# Phase Velocity Derivation

I spend few hours trying to derive phase velocity of sinusoidal wave $$\cos(kx - \omega t).$$ I know that it must be equal to $$\omega \over k$$ but after banging my head for few hours and trying to find solution on internet I gave up.

• Note that in 1-dimension \begin{equation} \text{phase}\boldsymbol{=} \phi \boldsymbol{\stackrel{def}{\equiv}} k\cdot x\boldsymbol{-}\omega\cdot t\qquad k,\omega \in \mathbb{R} \tag{01}\label{01} \end{equation} and in 3-dimensions \begin{equation} \text{phase}\boldsymbol{=} \phi \boldsymbol{\stackrel{def}{\equiv}} \mathbf{k}\boldsymbol{\cdot} \mathbf{x}\boldsymbol{-}\omega\cdot t\qquad \mathbf{k}\in \mathbb{R}^{3},\omega \in \mathbb{R} \tag{02}\label{02} \end{equation} – Frobenius Dec 22 '18 at 8:05

The wave equation is $$z(x,t)= \cos(kx - \omega t)$$ and a graph of the displacement of a particle from its equilibrium position $$z$$ against the position of the particle from an origin $$x$$ at a given time $$t$$ is shown below.
You can liken the graph to a photograph of the wave taken at one instant of time; it is called a wave profile.

The graph actually shows shows two such photographs (wave profiles) taken at a time $$t$$ and at a later time $$t+\Delta t$$. By inspection of the movement of the peaks $$A$$ and $$A'$$, or the troughs $$C$$ and $$C'$$, or the positions of zero displacement $$B$$ and $$B'$$ etc, you can surmise that the wave is travelling in the positive x-direction.

The important thing is that the displacements of the particle at different times which you considering are the same; peak and peak, trough and trough etc.

So you have $$z(x,t) = z(x+\Delta x , t + \Delta t)$$ or $$\cos(kx - \omega t) = \cos(k[x+\Delta x] - \omega [t+\Delta t])$$ and a solution of this equation is $$kx - \omega t = k[x+\Delta x] - \omega [t+\Delta t] \Rightarrow \dfrac {\Delta x}{\Delta t} = \dfrac {\omega}{k}$$ and this is called the phase velocity.

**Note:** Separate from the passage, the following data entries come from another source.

PR #185, opened 2021-05-31
Use correct module name in example

elliotf:
Thank you so much for sharing your OpenSCAD library with the world! Here is a minor typo fix to the readme.md.

Also, while I'm thank you, thank you for all of your work on your Mendel90. You've been in inspiration to me for the last .. at least twelve years or so. So, thank you.


nophead:
Thanks for spotting it. readme.md is generated by tests.py, so what is needed is to correct the source code. I have done that here: 20d799a3c115d3d32f101c4419d6e9b57c3be8c7.

PR #189, opened 2021-06-15
Spelling corrections.

martinbudden:


nophead:
So much for using codespell!

Ordinate is actually correct when there is only one.

martinbudden:
Codespell seems to only run on files that are open in the editor. I expect there is a way to get it to run over all files, but I haven't looked into doing that.

I don't think "ordinate" is correct here -

From the Cambridge dictionary:
> ordinate
noun [ C ]
mathematics   specialized
the second number in a pair; a number on a Y-axis that shows the coordinate (= the place along that line) of a point

nophead:
Codespell is a command line utility that I run on the generated markdown file. Annoyingly it suggests ream should stream in my 3D printer but hasn't picked up any of these.

Coordinates have two or more values. I thought ordinate we as the singular form of coordinate but it turns out it is only the Y axis.  Apparently the z value is called the applicate but z-coordinate is more easily understood as the z component of a coordinate.

martinbudden:
I found these using the Code Spell Checker extension for Visual Studio Code, hence my confusion with Codespell.

I also found `rivit` in `button.scad`, but didn't change that because it is part of a function name and so would break compatibility. I think there may be some others, so I'll look at doing a single pull request with all spelling related changes to code.

nophead:
The latest codespell doesn't complain about rivit, or any of your other corrections, so all I can assume is Microsoft have their own dictionaries.

PR #191, opened 2021-08-09
Added ability to display camera field of view.

martinbudden:
Useful for checking camera position and angle when designing a mount for a camera.

cameraFOV


martinbudden:
That's what I've done, haven't I?. The default FOV is a rectangle specified by the camera type. I've allowed this to be overridden because you can change the lens on some cameras. I've also allowed just a single angle to be set, resulting in a conical field of view. That's not because that's how some cameras behave, it's because sometimes the datasheets only specify a single angle - but I could get rid of that option if you want.

nophead:
I think all you need is the fov angle and the image aspect ratio. It isn't one or the other. The aspect ratio is defined by the sensor and the angle is defined by the focal length of the lens. Unless the sensor is square there are two angles but you only need one to draw the rectangular cone, presumably if only one is specified there isa  convention as to which it is.

The aspect ratio can be a fixed property of the camera, only the focal length of the lens needs to be specified to draw the FOV, or one of the angles.

martinbudden:
Can we resolve this, so that this can go in with your current merge?

So it is true, that you can specify this in terms of the sensor size and lens focal length - but:

1. NopSCADlib does not have separate sensor and lens objects - if you wanted to have the raspberry pi quality camera with a telephoto lens, you'd have to specify a whole new camera object.
2. The spec sheets for the cameras tend to specify the FOV, not the sensor size or sensor aspect ration.

nophead:
I don't understand your maths. Why is it not just `2 * fov_distance * sin(fov/2)`? Why the `+(fov > 90 ? 1 : 0)`.

I don't think it makes sense to show a cone. It is always a rectangle and either you need to know two fov angles or one plus the aspect ratio of the sensor. If you only have one number you can't draw it.

nophead:
Actually it should be `2 * fov_distance * tan(fov/2)` for a flat projection with the distance measured along the axis.

martinbudden:
I've made those changes, should be OK now.

nophead:
It should be possible to write a script that generates an image at camera resolution of exactly what the camera sees, given its placement.

PR #199, opened 2021-09-18
Convert layer_height and extrusion_width to functions

rcolyer:
This will capture dynamic scope values, while still permitting a default value for these.  Preview and render performance appears to be exactly identical to within the normal jitter of the measurements.


nophead:
You would need to change all my $variables and `squeezed_wall` is no longer a constant, it would also need to be a function and anything that uses it.

How does setting `$extrusion_width` at the top of main effect the STL generation if they ignored when the file is used?

global_defs.scad
```diff
@@ -42,15 +44,15 @@ pp4_colour      = is_undef($pp4_colour)      ? "darkorange" : $pp4_colour;// pri
...
-squeezed_wall = $preview ? 2 * extrusion_width - layer_height * (1 - PI / 4)
-                         : extrusion_width - layer_height / 2 + nozzle / 2 + extrusion_width / 2;
+squeezed_wall = $preview ? 2 * extrusion_width() - layer_height() * (1 - PI / 4)
+                         : extrusion_width() - layer_height() / 2 + nozzle / 2 + extrusion_width() / 2;
 
 inf = 1e10;      // very big
 eps = 1/128;     // small fudge factor to stop CSG barfing on coincident faces.
 $fa = 6;
-$fs = extrusion_width / 2;
+$fs = extrusion_width() / 2;
```
nophead, line 53: How can I make this dynamic? I can't turn $fs into a function.

nophead:
And lines like this would all need to be functions https://github.com/nophead/NopSCADlib/blob/52e9c1d7fd97555a03ea9c029887902d28aefae5/printed/camera_housing.scad#L34

global_defs.scad
rcolyer: If you want to override $fa and $fs from the callers, then set these at the top of externally used modules with something like $fs = get_fs(); and put whatever logic you want in that function.  I specifically didn't edit these because you mentioned that your desired behavior for $fa and $fs was disrupted in some parts of the code for some usages when you switched from use to include to try to address the issue without using functions.  But this is not necessary, and you could go back to use if you like.  Setting them via a function call allows full control and makes very clear exactly where and when the caller's $fa and $fs values are being overridden, with what behavior, and where they are not overridden.  Implementing this part I will have to leave to you because the full desired behavior for this was not clarified, but that is how to accomplish it.

nophead: I have no idea what you mean. I want `$fs` to equal `extrusion_width() / 2` dynamically as it did before. I.e. it responds to $extrusion_width set at file scope or on the stack.

nophead:
Won't merge because it requires all projects to be rewritten in a more ugly and bug prone form.

PR #201, opened 2021-09-28
Removed hotend global enums.

martinbudden:
Got rid of the global enums `jhead` and `e3d`. A global hotend enum is not very desirable.

### DIFF
--- a/global_defs.scad
+++ b/global_defs.scad
@@ -73,11 +73,6 @@ hs_grub   = 4;     // pulley set screw
 hs_cs_cap = 5;
 hs_dome   = 6;
 //
-// Hot end descriptions
-//
-jhead   = 1;
-e3d     = 2;
-//
 // Face enumeration
 //
 f_bottom = 0;
--- a/tests/hot_ends.scad
+++ b/tests/hot_ends.scad
@@ -19,18 +19,13 @@
 include <../utils/core/core.scad>
 use <../utils/layout.scad>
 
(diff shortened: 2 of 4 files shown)


nophead:
You seem to have got rid of the pseudo polymorphism. That would break my current 3D printer which has multiple extruders that vary by hotend type and I will also add two more types soon.

flexstruder_E3Dv6_175_assembled_tn

flexstruder_JHeadMk5_175_assembled_tn

nophead:
It really needs module literals, like function literals, and then we could get rid of the type enum. But while there isn't I use it to do the case by case switching.

martinbudden:
> But while there isn't I use it to do the case by case switching.

When I need to do this sort of thing I just a string literal rather than an enum. So `"e3d"` and `"jhead"` rather than `e3d` and `jhead`.

`if (hot_end_style(type) == "jhead")` is just as readable as `if (hot_end_style(type) == jhead)`

nophead:
Yes it is just as readable but you don't get an error if it you spell it wrong.

martinbudden:
> Yes it is just as readable but you don't get an error if it you spell it wrong.

You do if you spell check your code.

nophead:
True, but I don't. 

I have no objection to making them strings though. Although it is breaking I doubt anybody else is using it.

martinbudden:
Now updated as per discussion.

Another way of derivation is to say that you want to find a condition such that $$kx-\omega t$$ (the "phase" of the wave) is a constant ie you are tracking the passage of a crest at a given time to a crest at a later time etc.

Now differentiate $$kx-\omega t = \rm constant$$ with respect to time.

$$k \dfrac {dx}{dt} - \omega =0 \Rightarrow \dfrac{dx}{dt} = \dfrac {\omega}{k}$$ and you have the phase velocity.

• I liked that that your soulutions are quite formal because it leaves a little possibility for an error but I missing some steps in these solutions. In first solution you calculated $\Delta x \over \Delta t$. This is only approximation of speed. It is accurate only if speed is constant (so the ${dx(t) \over dt} = const$). In second solution you first taken $x$ to be variable and then you differentiated it by $t$. This should be equal to zero. If it is not then $x$ should really be function of $t$ i.e. $x(t)$ but in your solution it is not. – Trismegistos Dec 22 '18 at 12:32
• @Trismegistos : For constant $k,\omega$ \begin{equation} \dfrac{\Delta x}{\Delta t}\boldsymbol{=}\dfrac{\mathrm dx}{\mathrm dt}\boldsymbol{=}\dfrac{\omega}{k} \end{equation} – Frobenius Dec 22 '18 at 13:26
• @Trismegistos When you are looking at the peak of a travelling wave you will notice that the position of the peak $x$ changes as the time $t$ charges, so $x$ is a function of $t$. It is the displacement of the particle from its equilibrium position $z$ ie the peak being observed which is kept constant. – Farcher Dec 22 '18 at 14:02

The phase velocity denotes the velocity at which a peak of the sinusoidal pattern is moving. Consider the wave as $$\cos[\psi(x,t)]$$, where $$\psi=kx-\omega t$$. There will always be a peak at $$\psi=0$$, since that corresponds to $$\cos0=1$$. We want to know how fast that peak at $$\psi=0$$ is moving.* But the condition $$\psi=0$$ is just $$kx-\omega t=0\\ x-\frac{\omega}{k}t=0.$$ And the last is the just the equation of something moving with velocity $$\omega/k$$.

*It can be any other peak as well; that just shifts the relation between $$x$$ and $$t$$ by an overall constant, leaving the velocity the same.